Recorded data:
□ □ □
PR #64, opened 2024-02-15
fix: Guard against removing package while uploading to it

### LINKED ISSUE #57: Upload of package version of same name causes error and package removal
Anaconda Cloud seems to have changed how they handle uploads of packages where there is already a package of the same name and version on Anaconda Cloud. In the past, this simply just resulted in the artifact being uploaded overwriting the previous artifact. `networkx` is one of the core packages that used this approach. However, I noticed that [`networkx`'s nightly workflow](https://github.com/networkx/networkx/blob/d6569adf7c224a9c85c0e4e4c92435f772f73582/.github/workflows/nightly.yml) is failing to do so

image

```
...
File type is "Standard Python"
Extracting standard python attributes for upload
Creating package "networkx"
Creating release "3.3rc0.dev0"
Uploading file "scientific-python-nightly-wheels/networkx/3.3rc0.dev0/networkx-3.3rc0.dev0-py3-none-any.whl"
Warning:  Distribution "networkx-3.3rc0.dev0-py3-none-any.whl" already exists. Removing.
Error:  ("release version='3.3rc0.dev0' does not exist", 404)
##[debug]Docker Action run completed with exit code 1
##[debug]Finishing: Upload nighlty wheel
```

(The success after failure is due to the package being removed and so there is no conflict the next upload.)

This started happening on 2024-01-04 for `networkx`, and was not happening before that. For example, this 2024-01-02 upload ran successfully

```
+ anaconda --token *** upload --force --user scientific-python-nightly-wheels dist/networkx-3.3rc0.dev0-py3-none-any.whl
...
Using "scientific-python-nightly-wheels" as upload username
Processing "dist/networkx-3.3rc0.dev0-py3-none-any.whl"
Detecting file type...
File type is "Standard Python"
Extracting standard python attributes for upload
Creating package "networkx"
Creating release "3.3rc0.dev0"
Uploading file "scientific-python-nightly-wheels/networkx/3.3rc0.dev0/networkx-3.3rc0.dev0-py3-none-any.whl"
Warning:  Distribution "networkx-3.3rc0.dev0-py3-none-any.whl" already exists. Removing.

  0%|          | 0.00/1.59M [00:00<?, ?B/s]
1.59MB [00:00, 5.26MB/s]                   
Upload complete

standard python located at:
  https://anaconda.org/scientific-python-nightly-wheels/networkx
```

We know that as we're using a [lock file](https://github.com/scientific-python/upload-nightly-action/blob/6f1e2b99c3148480df25d296c27ae58c446ad5d0/conda-lock.yml)

https://github.com/scientific-python/upload-nightly-action/blob/6f1e2b99c3148480df25d296c27ae58c446ad5d0/cmd.sh#L57-L60

that nothing has changed from the `upload-nightly-action` action side, and so this has to be on the Anaconda Cloud side.

cc as a heads up to @MridulS @jarrodmillman

matthewfeickert:
Resolves #57 

* On Anaconda Cloud as of 2024-01-04, if a wheel is being uploaded to a package, but the package only has one wheel in it and is of the same name as the uploaded wheel, Anaconda Cloud will overwrite the file by _removing_ the file from the package index. However, when this happens it removes the entire package, and then the wheel that is in the process of being uploaded has no destination and the upload fails. To guard against this, ensure for each package that has a wheel being uploaded if:
   - there is only one release for the package
   - and only 1 file for that release
   - and the upload target wheel has the same name as the file
   - that the file (and so the package) is removed in advance of the
     upload.

* To make filtering names and versions from wheels easier, add a `get_wheel_name_version` function that uses as regex to lazily capture the package name as well as the version and then return these.
   - Examples of this working:
     * `"matplotlib-3.9.0.dev0-pp39-pypy39_pp73-win_amd64.whl"`
       `matplotlib` `3.9.0.dev0`

     * `"scikit_learn-1.5.dev0-cp39-cp39-win_amd64.whl"`
       `scikit_learn` `1.5.dev0`

     * `"scipy-openblas64-0.3.26.186-py3-none-macosx_10_9_x86_64.whl"`
       `scipy-openblas64` `0.3.26.186`

     * `"awkward_cpp-29-cp311-cp311-manylinux_2_17_x86_64.manylinux2014_x86_64.whl"`
       `awkward_cpp` `29`

     * `"awkward-2.6.1-py3-none-any.whl"`
       `awkward` `2.6.1`

* As this requires `curl` and `jq` also add these to the environment and relock.

* Add a extra upload in CI to thest this behavior.

In the future there will hopefully be a fix on Anaconda Cloud's side given https://github.com/Anaconda-Platform/anaconda-client/issues/702 but we need a solution now.

### DIFF
--- a/cmd.sh
+++ b/cmd.sh
@@ -67,6 +67,70 @@ micromamba activate upload-nightly-action
 # trim trailing slashes from $INPUT_ARTIFACTS_PATH
 INPUT_ARTIFACTS_PATH="${INPUT_ARTIFACTS_PATH%/}"
 
+get_wheel_name_version() {
+    local wheel_name="$1"
+    if [[ "${wheel_name}" =~ ^([[:alnum:]_-]+)-([0-9][^-]+)-(.+)$ ]]; then
+        # return the package_name and version_number
+        local return_values=("${BASH_REMATCH[1]}" "${BASH_REMATCH[2]}")
+        echo "${return_values[@]}"
+    else
+        echo "The wheel name ${1} does not follow the PEP 491 spec (https://peps.python.org/pep-0491/) and is invalid."
+        return 1
+    fi
+}
+
+# get the unique package names from all the wheels
+package_names=()
+for wheel_path in "${INPUT_ARTIFACTS_PATH}"/*.whl; do
+  # remove the INPUT_ARTIFACTS_PATH/ prefix (including the /)
+  wheel_name="${wheel_path#${INPUT_ARTIFACTS_PATH}/}"
+  read -r package_basename_prefix _ <<< "$(get_wheel_name_version ${wheel_name})"
+  package_names+=("${package_basename_prefix}")
+done
+package_names=($(tr ' ' '\n' <<< "${package_names[@]}" | sort --unique | tr '\n' ' '))
+
+# If the package version doesn't exist on the package index then there will
+# be no files to overwrite and the package can be uploaded safely.
+# If the package version exists, is the only version on the package index,
+# and only has one distribution file, then that package needs to be removed
+# from the index before a wheel of the same name can be uploaded again.
+# c.f. https://github.com/Anaconda-Platform/anaconda-client/issues/702
+
+for package_basename_prefix in "${package_names[@]}"; do
+  # normalize package_name to use '-' as delimiter
+  package_name="${package_basename_prefix//_/-}"
+
+  number_releases=$(curl --silent https://api.anaconda.org/package/"${ANACONDA_ORG}/${package_name}" | \
+    jq -r '.releases' | \
+    jq length)
+
+  if [ "${number_releases}" -eq 1 ]; then
+    # get any wheel for the package (they should all have the same version)
+    wheel_path=$(find "${INPUT_ARTIFACTS_PATH}" -name "${package_basename_prefix}-*.whl" -print -quit)
+    wheel_name="${wheel_path#${INPUT_ARTIFACTS_PATH}/}"
+    read -r _ package_version <<< "$(get_wheel_name_version ${wheel_name})"
+
+    number_files=$(curl --silent https://api.anaconda.org/release/"${ANACONDA_ORG}/${package_name}/${package_version}" | \
+      jq -r '.distributions' | \
+      jq length)
+
+    if [ "${number_files}" -eq 1 ]; then
+      distribution_name=$(curl --silent https://api.anaconda.org/release/"${ANACONDA_ORG}/${package_name}/${package_version}" | \
+        jq -r '.distributions[].basename')
+
+      if [ "${wheel_name}" = "${distribution_name}" ]; then
+        echo -e "\n# ${distribution_name} is the only distribution file uploaded for the package https://anaconda.org/${ANACONDA_ORG}/${package_name}"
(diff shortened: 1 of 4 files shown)


cmd.sh
```diff
@@ -67,6 +67,58 @@ micromamba activate upload-nightly-action
 # trim trailing slashes from $INPUT_ARTIFACTS_PATH
 INPUT_ARTIFACTS_PATH="${INPUT_ARTIFACTS_PATH%/}"
 
+# TODO: First get a list of just the package names so
+# this doesn't have to get run for every wheel
```
matthewfeickert, line 71: Need to do this first before this can be ready for review so that this loop isn't run for _every_ wheel.

cmd.sh
```diff
@@ -67,6 +67,64 @@ micromamba activate upload-nightly-action
...
+# If the package version doesn't exist on the package index then there will
+# be no files to overwrite and the package can be uploaded safely.
+# If the package version exists, is the only version on the package index,
+# and only has one distribution file, then that package needs to be removed
+# from the index before a wheel of the same name can be uploaded again.
+# c.f. https://github.com/Anaconda-Platform/anaconda-client/issues/702
+
+for package_basename_prefix in "${package_names[@]}"; do
+  # normalize package_name to use '-' as delimiter
+  package_name="${package_basename_prefix//_/-}"
```
matthewfeickert, line 90: Need to check the definition of what a normalized name is for wheels.

matthewfeickert: c.f. https://github.com/pypa/setuptools/issues/4214 for reference.

matthewfeickert:
@kenodegard @dholth as you know the Anaconda Cloud web APIs better than I do, if you would have time to review the changes to `cmd.sh` and let me know if there are better API calls to be making that would be excellent and much appreciated.

matthewfeickert:
@scientific-python/nightly-wheels-developers If it would be possible to get a review early this week it would be great to get this in so that I can create a new patch release with this.

cmd.sh
```diff
@@ -67,6 +67,70 @@ micromamba activate upload-nightly-action
...
+
+  number_releases=$(curl --silent https://api.anaconda.org/package/"${ANACONDA_ORG}/${package_name}" | \
+    jq -r '.releases' | \
+    jq length)
+
+  if [ "${number_releases}" -eq 1 ]; then
+    # get any wheel for the package (they should all have the same version)
+    wheel_path=$(find "${INPUT_ARTIFACTS_PATH}" -name "${package_basename_prefix}-*.whl" -print -quit)
+    wheel_name="${wheel_path#${INPUT_ARTIFACTS_PATH}/}"
+    read -r package_basename_prefix package_version <<< "$(get_wheel_name_version ${wheel_name})"
```
matthewfeickert, line 111:
```suggestion
    read -r _ package_version <<< "$(get_wheel_name_version ${wheel_name})"
```

`package_basename_prefix` isn't used later in the script, so can just replace it with a filler here.

matthewfeickert: Fixed in rebase.

matthewfeickert:
@scientific-python/nightly-wheels-developers Ping again on this, as given that apparently merging now requires a minimum of 1 review this can't get merged until someone reviews.

jarrodmillman (approved):

matthewfeickert:
Thanks @jarrodmillman! I'm going to merge and then prep a new minor release as this add behavior without introducing breaking changes.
□ □ □
Task item:
A word-for-word restatement of the records above from the line containing "and much appreciated." to their final line is all the answer should hold.

Written reply:
@kenodegard @dholth as you know the Anaconda Cloud web APIs better than I do, if you would have time to review the changes to `cmd.sh` and let me know if there are better API calls to be making that would be excellent and much appreciated.

matthewfeickert:
@scientific-python/nightly-wheels-developers If it would be possible to get a review early this week it would be great to get this in so that I can create a new patch release with this.

cmd.sh
```diff
@@ -67,6 +67,70 @@ micromamba activate upload-nightly-action
...
+
+  number_releases=$(curl --silent https://api.anaconda.org/package/"${ANACONDA_ORG}/${package_name}" | \
+    jq -r '.releases' | \
+    jq length)
+
+  if [ "${number_releases}" -eq 1 ]; then
+    # get any wheel for the package (they should all have the same version)
+    wheel_path=$(find "${INPUT_ARTIFACTS_PATH}" -name "${package_basename_prefix}-*.whl" -print -quit)
+    wheel_name="${wheel_path#${INPUT_ARTIFACTS_PATH}/}"
+    read -r package_basename_prefix package_version <<< "$(get_wheel_name_version ${wheel_name})"
```
matthewfeickert, line 111:
```suggestion
    read -r _ package_version <<< "$(get_wheel_name_version ${wheel_name})"
```

`package_basename_prefix` isn't used later in the script, so can just replace it with a filler here.

matthewfeickert: Fixed in rebase.

matthewfeickert:
@scientific-python/nightly-wheels-developers Ping again on this, as given that apparently merging now requires a minimum of 1 review this can't get merged until someone reviews.

jarrodmillman (approved):

matthewfeickert:
Thanks @jarrodmillman! I'm going to merge and then prep a new minor release as this add behavior without introducing breaking changes.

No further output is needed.